What is the recommended dosage of GlyNAC (Glycine + N-Acetylcysteine)?

The clinically studied dose for GlyNAC (Glycine + N-Acetylcysteine) is SEKHAR 2022 PIVOTAL: glycine 1.33 mmol/kg/day (~7 g/70 kg) + NAC 0.83 mmol/kg/day (~9.5 g/70 kg) × 16 wk. STANDARD: 3-6 g glycine + 1.8-3.6 g NAC daily in 2-3 doses with meals.. Always follow product labeling and consult a healthcare provider for personalized dosing recommendations.

What is GlyNAC (Glycine + N-Acetylcysteine) used for?

GlyNAC (Glycine + N-Acetylcysteine) is studied for improved gait speed and physical function in older adults, restored intracellular glutathione (red cells, muscle), reduced oxidative stress (tbars -80%). Sekhar 2022 (PMID 35975308, J Gerontol A Biol Sci Med Sci) RCT in 24 older adults (mean age 71y) over 16 weeks showed GlyNAC supplementation INCREASED gait speed by 19% and improved physical function vs placebo (alanine isonitrogenous control).

Are there side effects from taking GlyNAC (Glycine + N-Acetylcysteine)?

Reported potential side effects may include: Generally well-tolerated; no significant adverse effects in 16-week Sekhar RCT. Mild GI upset (nausea, sulfur smell from NAC) — most common; reduced by capsule formulations. Always consult a healthcare provider before starting any new supplement, especially if you have underlying conditions or take medications.

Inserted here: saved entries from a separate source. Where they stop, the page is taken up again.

PR #648, opened 2023-01-04
chore(webapp): bump dependencies

Rotzbua:
The eslint bump introduces new rules which throw errors. Changed them temporary to warning because they do not cause problems.


peterthomassen (approved):
lgtm, thanks!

Does GlyNAC (Glycine + N-Acetylcysteine) interact with medications?

Known drug interactions may include: Nitroglycerin: NAC may potentiate nitrate-induced vasodilation/headache. Anticoagulants/antiplatelets: NAC has mild antiplatelet activity at high doses. Consult a pharmacist or healthcare provider if you take prescription medications.

Is GlyNAC (Glycine + N-Acetylcysteine) good for longevity?

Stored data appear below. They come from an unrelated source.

Issue #6898, opened 2026-09-06
The quality ratchet gates extracted totals in the growth direction only — a fixture that LOSES members passes in silence; MEASURED: 8 fixtures across 4 languages sit below their ceilings (15 fields, all drops), and only the 3 python ones have an explanation


cajasmota:
The quality ratchet gates `*_extracted_total` in the growth direction only, so a fixture that loses entities or relationships passes in silence — and three python fixtures are sitting 4/3/4 below their ceilings right now

Two halves: a **mechanism** that cannot see a loss, and a **live instance** of that loss which is expected but unrecorded. Found while diagnosing PR #6897's ratchet failure (#6852 clojure arm).

## The mechanism

`entity_extracted_total` and `relationship_extracted_total` in `internal/quality/golden/baseline.json` are **ceilings**. The ratchet fails when extraction emits *more* than the recorded number — that is #6488 arm D, added because unnamed over-emission was invisible on all 31 fixtures.

It does not fail when extraction emits **fewer**. `scripts/quality/run.sh --ratchet` reports OK, and the code's own comment acknowledges a fall is "deliberately allowed and silent" — while also saying a fall "weakens this gate until the next re-record", which is the part nobody acts on.

So a gated fixture can lose four relationships between two re-records and **nothing says so**. That is the exact defect shape #6488 arm D exists to prevent, in the opposite direction.

## The live instance — expected, but never recorded

The clojure lane ran `--update-baseline` and found it would move **four** fixtures on current `main`, not one:

| fixture | baseline | measured on `9706a5cde` | |
|---|---|---|---|
| clojure-protocols-mini | 20 / 47 | 22 / 49 | grew (that arm; being handled in #6897) |
| python-django-mini | – / 255 | – / 251 | **shrank** |
| python-fastapi-mini | 28 / 57 | 27 / 54 | **shrank** |
| python-rq-mini | 22 / 43 | 20 / 39 | **shrank** |

Reproduced identically across two independent runs, so not noise. `baseline.json` records `measured_on: dab49ec0e`.

[...]

Issue #6923, opened 2026-09-06
The #6847 runtime guard detects "a language disappears" but not "a language erodes" — nothing pins `res.anchoring[lang]` to a number


cajasmota:
The #6847 runtime guard detects "a language disappears entirely" but not "a language erodes partially" — measured, with the boundary located exactly

Found by a coordinator mutant on PR #6920, the **final** arm of #6852. Non-blocking there — the arm is correct and its restatement closed the hole it was written for — but worth its own issue now that the ledger is empty and this guard is the only thing standing.

## The defect

`internal/extractors/file_anchored_carrier_runtime_6847_test.go` builds four per-language counters — `exercised`, `anchoring`, `carried`, `detected` — and then asserts:

- `diffStringSets(anchoringLanguages6847, sortedStringKeys(res.carried))` — a **set** comparison: presence, not count.
- `res.carried[lang] != res.anchoring[lang]` — relative.
- `res.detected[lang] != res.anchoring[lang]` — relative.

**Nothing pins `res.anchoring[lang]` to a number.** So if a language's corpus contribution shrinks, all four counters shrink together, every relative comparison still balances, and the language remains present in the set.

## Measured, with the boundary located

A mutant made one language contribute only its first anchoring file:

| erosion | verdict |
|---|---|
| zig 3 → **1** anchoring file | **ALIVE — suite green** |
| zig 3 → **0** anchoring files | **DEAD** — `EveryAnchoringFileCarries_6847` and `CorpusCoverage_6847` both fail with `missing (expected, not observed): [zig]` |

The second row is the non-vacuity proof: the mechanism *does* fire, so the first row is a real gap and not an unapplied edit.

## Why it matters now specifically

Arm 12 took `knownMissingCarrier6847` to **empty**. From here, this guard is what stands between the twelve fixed languages and a silent regression. If a future change causes a language to stop anchoring in some of its corpus files — a regex narrowed, a fixture moved, an extractor arm rewritten — **the guard reports green while measuring a fraction of what it used to.**

That is the "vacuous walk reports clean" shape one level up: not a walk that does nothing, but a walk whose *population* shrinks underneath it while every assertion stays satisfied.

There is already evidence this class of drift is easy to miss: the same PR's review found the author's un-name-vs-delete roster **one language short** — `markdown` was affected (17→13 detected) on top of the five named. A per-language count pin would have surfaced that as a failing number instead of requiring a reviewer's second look.

## The fix

[...]

Issue #6260, opened 2026-08-08
Every internal/custom extractor is switched off during the golden benchmark: 22 of 26 missing must-have entities are one default-off gate, not a missing capability


cajasmota:
Measured while fixing #6231, confirmed independently in its review. **This one gap accounts for 22 of the 26 missing must-have entities across the whole golden corpus** — five red fixtures, one capability.

## The fixtures

| Fixture | Recall | Missing |
|---|---|---|
| `csharp-hangfire-mini` | 0/5 | `EmailJob`, `CleanupJob` as `SCOPE.Service`; `EmailService.SendConfirmation` as `SCOPE.Operation` |
| `csharp-quartz-net-mini` | 0/5 | same shape |
| `java-quartz-mini` | 2/7 | same shape |
| `python-dramatiq-mini` | 0/4 | same shape |
| `python-rq-mini` | 0/3 | `send_email.enqueue` / `enqueue_call` as `SCOPE.Operation`; `Worker(...)` as `SCOPE.Service` |

Reproduce: `scripts/quality/run.sh --runs 1` (strict mode exits 2; the per-fixture JSON reports name every miss).

## The shape

Two things are consistently unextracted:

1. **Job/worker classes are not emitted as `SCOPE.Service`.** A Hangfire `EmailJob`, a Quartz `IJob` implementation, a dramatiq actor, an RQ `Worker` — each is a service in the architectural sense, and none is recognised as one.
2. **Enqueue and schedule sites are not emitted as `SCOPE.Operation`.** `BackgroundJob.Enqueue(...)`, `scheduler.ScheduleJob(...)`, `send_email.send(...)`, `queue.enqueue(...)`, `enqueue_call(...)` — the call that hands work to the queue is the edge between the producer and the consumer, and it is invisible.

Together those are what make a background-job architecture legible: without them a graph of one of these codebases shows the HTTP surface and then simply stops at the queue boundary.

## Why this is the highest-leverage recall work

The other four causes behind #6231's red fixtures are one or two fixtures each. This is five fixtures and **22 of 26 misses**. It is also a single coherent capability rather than five independent framework fixes — the frameworks differ in spelling, not in shape, and the same producer/consumer/queue triple appears in all of them.

It is worth checking before implementing whether an existing extractor already models this for a framework that *is* green — if some queue-like capability exists and simply has no rule for these five, that is a much smaller change than building it.

## Guardrails

[...]

PR #6926, opened 2026-09-06
fix(#6917): sinatra's `^`-anchored patterns compiled without `(?m)` matched start-of-TEXT — a modular app yielded ZERO Route entities; the sweep found 27 such patterns in 8 files and one that would over-fire

### LINKED ISSUE #6917: sinatra's `^`-anchored rule patterns compile without `(?m)`, so `^` means start-of-TEXT — a realistic sinatra app yields ZERO Route entities
sinatra's `^`-anchored rule patterns are compiled without `(?m)`, so `^` means start-of-TEXT — a realistic sinatra app yields ZERO Route entities

Found while grounding #6914's sinatra sibling. **This is not a middleware defect and it is much larger than the one it was found under** — it silently zeroes classic-style sinatra route extraction.

## The defect

`internal/engine/detector.go:156` and `:177` compile rule patterns with plain `regexp.Compile`. Without the `(?m)` flag, Go's `^` matches **start of text**, not start of line.

Every `^\s*`-anchored pattern in `sinatra.yaml` therefore fires only if its construct is the **first thing in the file**.

Measured by driving the real `LoadAllRules()` + `Detector.Detect()` path:

- `use Rack::Session::Cookie` at byte 0 of `config.ru` → **fires**.
- The same line placed after a `require './app'` → **does not fire**.

This affects `before`, `after`, `error`, `helpers`, `configure` — **and the classic-style Route pattern** `^\s*(get|post|put|delete|patch)\s+["']path["']\s+do`.

## The consequence

On a realistic sinatra app — routes indented inside `class MyApp < Sinatra::Base`, which is the idiomatic modular style — the probe produced **zero `Route` entities and zero `Middleware` entities**.

So sinatra route extraction is not degraded, it is **absent** for any file that does not begin with a route. A single-file toy app whose first line is `get '/' do` would extract exactly one route and nothing after it.

## Why nothing caught it

`detector.go:1141-1143` carries a comment naming this exact hazard — but scoped to **terminator-bearing** rules. Sinatra's patterns are not terminator-bearing, so they were never audited against it.

There is **no sinatra fixture** under `internal/quality/golden/`, so the always-on extraction-quality gate has nothing to say about it. Same blindness class as #6906, #6912 and #6914: a defect in a language the gate does not cover cannot be caught or graded.

## What a fix has to establish FIRST — this is the sizing question

**Whether the omission extends beyond `sinatra.yaml`.** Only sinatra was measured. The rules tree holds ~200 files and **was not swept** for `^`-anchored patterns compiled without `(?m)`.

That number decides everything about this issue:

- If sinatra is the only offender, the fix is `(?m)` on ~8 patterns plus a fixture — small.
- If the omission is systemic, then adding `(?m)` at the **compile site** (`detector.go:156,177`) fixes every language at once — but that is a behaviour change across every rule in the repo, and patterns written *around* the current semantics (deliberately relying on start-of-text to match only a file's opening construct) would start over-firing.

**Do the sweep before choosing.** A per-file `(?m)` is safe and narrow; a compile-site `(?m)` is a one-line fix with corpus-wide blast radius. The sweep is what tells you which you are looking at, and it is cheap: parse the rule YAML structurally (`ScanRuleYAML` in `internal/entkinds` already walks all 732 rule files) rather than grepping.

## Recall, not over-firing, is the risk direction here

Note which way this fails: patterns currently match **too little**. So a fix moves recall **up**, and the extraction-quality ratchet gates entity/relationship totals **growth-only** — meaning a correct fix will trip the ceiling and require a deliberate `--update-baseline`, not a silent pass. That is the desired behaviour, but budget for it.

And per #6902's lesson, a recall assertion alone cannot detect over-firing. If the compile-site fix is chosen, it needs **forbidden rows** proving the newly-multiline patterns do not start matching things they should not — the recall direction will look green either way.

## Not established

- **Whether any other rule file has the same omission.** The single most important unknown; sinatra only.
- Whether any existing pattern *deliberately* relies on start-of-text semantics. If one does, a compile-site fix breaks it silently.
- The real-world split between classic-style and modular-style sinatra apps — the defect is proven for both (neither begins with a route), but no corpus frequency was measured.
- Whether the same construct in other Ruby frameworks (rails, hanami, roda) is affected — only sinatra's rules were read.

Refs #6914, #6726, #6912, #6902.

cajasmota:
Closes #6917

`internal/engine/detector.go:156,177` compile rule patterns with plain `regexp.Compile`. In Go, `^` without `(?m)` matches **start of text**, not start of line — so every `^\s*`-anchored pattern in `sinatra.yaml` could only fire when its construct was the first thing in the file.

Driven, not argued: `internal/engine/sinatra_multiline_anchor_6917_test.go` runs the real `LoadAllRules()` + `Detector.Detect()` over a modular-style app. Before the fix it reported `Routes found: []` — zero Route, Middleware, Config and Service entities. The new golden fixture graded **38.5% entity recall / 33.3% relationship recall** on a pre-fix binary and **100% / 100%** after.

## STEP 1 — the sweep, and the scope it drove

Swept structurally, not by grep: every rule YAML under `internal/engine/rules/<lang>/{frameworks,orms,queues}/` decoded through `engine.FrameworkRule` — the same schema `detector.go` compiles — so the sweep population **is** the compiled population. 520 rule files, 412 patterns.

**27 `^`-anchored patterns without `(?m)`, in 8 files across 7 languages:**

| file | count |
|---|---|
| `ruby/frameworks/sinatra.yaml` | 9 |
| `cicd/frameworks/github_actions.yaml` | 6 |
| `docker/frameworks/docker_compose.yaml` | 3 |
| `ansible/frameworks/ansible_core.yaml` | 2 |
| `python/frameworks/pytest.yaml` | 2 |
| `python/frameworks/sqlalchemy.yaml` | 2 |
| `scala/frameworks/play_framework.yaml` | 2 |
| `graphql/frameworks/graphql_schema.yaml` | 1 |

So the omission **is systemic**. It does not follow that the compile-site fix is the right one, and the sweep is also what says why:

1. **`(?m)` changes `$` too**, and the sweep found 4 `$`-bearing patterns without `(?m)` (in `docker_compose`, `ansible_core` ×2, `csharp/net_maui`). Two of them are effectively *dead today* and would become *live and very broad*: `docker_compose`'s `^\s{2}(\w[\w-]*):\s*$` currently needs start-of-text AND end-of-text; under `(?m)` it matches **every two-space-indented key in any YAML file the docker bucket sees**. `ansible_core`'s `\s+(\w+\.\w+\.\w+):\s*$` is the same shape. That is precisely the "pattern written around the current semantics starts over-firing" hazard the issue names — found, not hypothesised.
2. **6 of the 8 files have no golden fixture** (only `graphql-schema-mini` and `scala-play-mini` exist), so a compile-site change would widen 7 languages with nothing grading the widening. A green suite would not be a demonstration.

The review re-derived both figures independently (`candidates == loaded == 520`, all 412 compile, same 27/4 split) and found the `$` hazard **understated**: `dormantBucketAliases` maps `docker → {dockerfile, yaml}` and that pattern carries no `requires_framework`, so under a compile-site `(?m)` it is ungated on *every* `.yaml` in a repo — minting `labels`/`selector` from a k8s Deployment and `push`/`build`/`lint` from a GitHub workflow, measured.

**Decision: fix sinatra per-pattern — and be precise about what that rests on.** The `$` hazard rejects the **compile-site** fix specifically, and nothing more: 16 of the remaining 18 caret patterns carry no `$` at all, and the ansible FQCN pattern has no `^`, so a per-pattern fix would never touch the dangerous ones. What actually holds the line for deferring the other 7 files is the second reason — **6 of the 8 have no golden fixture** (only `graphql-schema-mini` and `scala-play-mini` exist), and the review confirmed the adjacent claim that could have undercut it: the existing `python-*` fixtures contain no *indented* `class X(Y)` or `def test_` that would incidentally grade `pytest.yaml` / `sqlalchemy.yaml`. Those five languages are genuinely ungraded, so widening them here would be a behaviour change nothing measures.

So the honest framing is **"the remaining 16 are a per-pattern fix waiting on fixtures"**, not "the sweep says stop". **A P1 is fixed in 1 of 7 affected languages by this PR, and #6927 must land** — it carries the measured, per-file plan (recall-first: `pytest`/`sqlalchemy`, then the two already-fixtured files, then `github_actions`, and the two `$` patterns last, since those need rewriting rather than flagging). Closing #6917 on this PR should not read as the matter being settled.

## STEP 2 — what changed

- `(?m)` added to sinatra's 9 `^`-anchored patterns (7 source patterns + 2 relationship rules). The two un-anchored patterns (`class X < Sinatra::Base`, `Sinatra::Application.run!`) are untouched — they already worked, and they serve as the control in the tests.
- The `helpers <Module>` include capture tightened from `(\w+)` to `([A-Z]\w*(?:::\w+)*)`. `\w+` matched the `do` of `helpers do` and minted a junk `Service` entity literally **named "do"** beside the real block entity. It was unreachable while the anchor defect kept both patterns dead and reachable the instant `(?m)` landed, so it is this change's business. Ruby module names are constants, so requiring one is the language's own rule.

## Fixture: `ruby-sinatra-modular-mini`

The first Ruby golden fixture — which is exactly why the always-on gate had nothing to say about a defect that zeroed a language.

**Varied axis (one):** the **vertical position** of each Sinatra construct. Nothing in any file is on line 1; every DSL call is indented inside `class MyApp < Sinatra::Base`, and `error 404 do` sits near the end of the file — the furthest possible point from start-of-text.

**Held constant:** the constructs' spellings (idiomatic sinatra throughout); the un-anchored `class MyApp < Sinatra::Base` declaration, which was green before and after and is the control saying only anchor-gated behaviour moved; and the four `http_endpoint_definition` entities, which come from the separate **Ruby extractor** rather than from `sinatra.yaml` and so distinguish "the YAML rules came back" from "something moved in Ruby extraction".

**Forbidden rows (3), each killed by a distinct mutant** — per #6902, the recall arm alone cannot see over-firing, and `(?m)` is precisely the change that lets `^\s*` reach an indented line for the first time:
- `Service "do"` — killed by widening the helpers capture back to `\w+`.
- `Service "Whatever"` — `server.helpers Whatever` in `src/receiver_calls.rb`. The capture would happily accept it, so **only** the line anchor keeps it out; killed by dropping the `^`.
- `Route "/never-registered"` — appears only inside a `#` comment; killed by dropping the `^`.

A vacuous fourth row (`Service "server"`, an entity no pattern could ever mint) was written and then removed rather than left in as decoration.

## Ratchet

`scripts/quality/run.sh --ratchet --runs 1` → **exit 0, 32 gated fixtures held their baseline (23 at 100% must-have recall)**.

`baseline.json` gains exactly one entry — the new fixture, at `entity_found 13/13`, `relationship_found 3/3`, `entity_extracted_total 61`, `relationship_extracted_total 118`. **No existing fixture's figures changed.**

One honest note on that: the `--update-baseline` run also wanted to re-record *lower* `extracted_total` figures across three Python fixtures — **five figures, not three**: `python-django-mini` rel 255→251, `python-fastapi-mini` ent 28→27 **and** rel 57→54, `python-rq-mini` ent 22→20 **and** rel 43→39. That drift is **not from this change** — a binary with `sinatra.yaml` reverted produces byte-identical lower numbers (reproduced independently in review, deterministic across repeat runs), and this change touches no Python rule. **It is already filed as #6898**, which records exactly this ("three python fixtures sit 4/3/4 below their ceilings now"); nothing new needs filing here. Since the totals are gated **growth-only** (`scripts/quality/ratchet.py`, `EXTRACTED_TOTAL_KEYS`), re-recording them would have silently *tightened* the ceiling on three fixtures over pre-existing drift that is not mine. Those three entries were restored to their prior values instead, so the baseline diff is one addition plus the `measured_at`/`measured_on` stamps.

Delta on the new fixture, enumerated rather than summarised (44→52 entities, 88→98 relationships before the `helpers` tightening was added; 61/118 in final form with the extra fixture files): the 8 entities the fix restores are `Route /invoices`, `Route /invoices/:id`, `Config production`, `Middleware 404`, `Middleware "after do"`, `Middleware "before '/admin/*' do"`, `Service "helpers do"` and (post-tightening) `Service AuthHelpers` — plus the 2 `Route --[CALLS]--> json_helper` edges and their `CONTAINS` companions. **Nothing was lost.**

## Mutant table

Scored at the call site — the shipped `sinatra.yaml` — with `go vet` clean and `-count=1` before every score. Each edit's match count was asserted **after** applying it (a silently unapplied edit reads ALIVE and argues the opposite), and every restore was `cp` from a shasum-verified backup (`fe2e0830…`), never `git checkout`.

| # | mutant | edits applied | verdict | killed by |
|---|---|---|---|---|
| M1 | revert `(?m)` on all 9 patterns | 9/9 | **DEAD** | `TestIssue6917_ModularSinatraAppYieldsRoutes` — `Routes found: []` |
| M2 | revert `(?m)` on the classic Route pattern **only** | 1/1 | **DEAD** | same, Route arm alone |
| M3 | widen helpers-include capture back to `(\w+)` | 1/1 | **DEAD** | forbidden row `Service "do"` |
| M4 | drop the `^` anchor from all 9, keep `(?m)` | 9/9 | **DEAD** | forbidden rows: comment route, `server.configure`, `server.before`/`after`, `Whatever` |
| M5 | drop `^` on the Route pattern only | 1/1 | **DEAD** | forbidden row `Route "/commented-out"` |
| M6 | drop `^` from the `helpers do` **block** pattern | 1/1 | **DEAD** (was ALIVE) | blanket sweep in `TestIssue6917_ReceiverPrefixedCallsAreNotSinatraDSL` |
| M7 | allow a receiver prefix on `error`: `^\s*` → `^\s*[\w.]*` | 1/1 | **DEAD** (was ALIVE) | `Middleware "500"` — forbidden row + decoy line |

Scored a second time **at the fixture level**, with mutant binaries built and run through `grafel quality`, so the `expected.json` rows are graded too and not merely present:

| mutant | fixture result |
|---|---|
| full `(?m)` revert | entity recall **38.5%** (8 must-haves missing), relationship recall **33.3%** — ratchet FAIL |
| M3 | `forbidden entity hits: 1` — `do [Service] in app.rb` |
| M4 | `forbidden entity hits: 2` — `Whatever [Service]`, `/never-registered [Route]`, both in `receiver_calls.rb` |
| M7 | `forbidden entity hits: 1` — `500 [Middleware] in receiver_calls.rb` |

### M6 and M7 — two mutants that survived review, and why they mattered

Both were found by the adversarial review, both were gaps in the **test surface** rather than in the fix, and both are #6902's lesson landing on my own work: a recall assertion cannot see over-firing, and **an aggregate ceiling is not a substitute for a named forbidden row**.

**M7** (`^\s*` → `^\s*[\w.]*` on the error rule) minted a false `Middleware "500"` from `server.error 500 do` while must-have recall stayed **13/13** and forbidden hits stayed **0** — so `grafel quality` returned **exit 0** and the engine test stayed green. The only thing that noticed was the ratchet's `entity_extracted_total` 61→62: an aggregate that cannot say *what* went wrong, and one somebody eventually re-baselines away. The evidence was already sitting in the fixture — `src/receiver_calls.rb` contained `server.error 500 do` and **nothing named it** — while the engine decoy enumerated the receiver-prefixed forms in its header comment and omitted the `error` one from its actual source. That gap between prose and content is now called out in the decoy's comment, so the next person adding a form is told the enumeration is load-bearing.

**M6** (drop `^` from the `helpers do` block pattern) survived by a different mechanism worth naming: **it hid by deduping**. `server.helpers do` matches as `helpers do` under `name_group: 0` — the identical name the decoy's own heredoc produces — and `detector.go:432` dedupes on `entityType:name:file`, so the false entity collapsed into a legitimate one and changed nothing observable. Closed with a second decoy file (`sinatraReceiverOnlyDecoys`) that has no heredoc to collide with, swept across **every** kind `sinatra.yaml` can mint. The named rows grade the forms somebody thought to name; the blanket sweep grades the ones nobody did.

No survivors remain.

## One limitation, pinned in the positive direction rather than hidden

`(?m)^\s*` reaches every line, and a regex cannot know a line lives inside a `<<~HEREDOC` body. Route-shaped text in a usage string **is** extracted, and this change does widen that case (before, such text had to open the file). Writing it as a forbidden row would make the test fail today and say nothing, so `TestIssue6917_MultilinePatternsDoNotOverFire` asserts it as **current behaviour**: whoever teaches the detector about heredocs gets a red test telling them to move those cases into the forbidden list. The pin covers **all three** YAML-minted heredoc entities — `Route "/from-a-heredoc"`, `Config "from_a_heredoc"` and `Service "helpers do"`. The third was missing at first review because the sweeps covered `Route` and `Middleware` but not `Service`; a `Service` sweep was added, which is also what kills M6. Comment decoys are genuinely excluded — `#` opens the line, so `^\s*get` cannot reach past it.

Two FINDINGs are pinned in `expected.json` rather than fixed here, both pre-existing and independent of the anchor defect:
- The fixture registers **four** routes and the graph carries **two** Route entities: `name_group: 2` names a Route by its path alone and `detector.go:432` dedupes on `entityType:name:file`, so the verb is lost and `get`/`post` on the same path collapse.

Yes, GlyNAC (Glycine + N-Acetylcysteine) is researched for Longevity support. Sekhar 2022 (PMID 35975308, J Gerontol A Biol Sci Med Sci) RCT in 24 older adults (mean age 71y) over 16 weeks showed GlyNAC supplementation INCREASED gait speed by 19% and improved physical function vs placebo (alanine isonitrogenous control).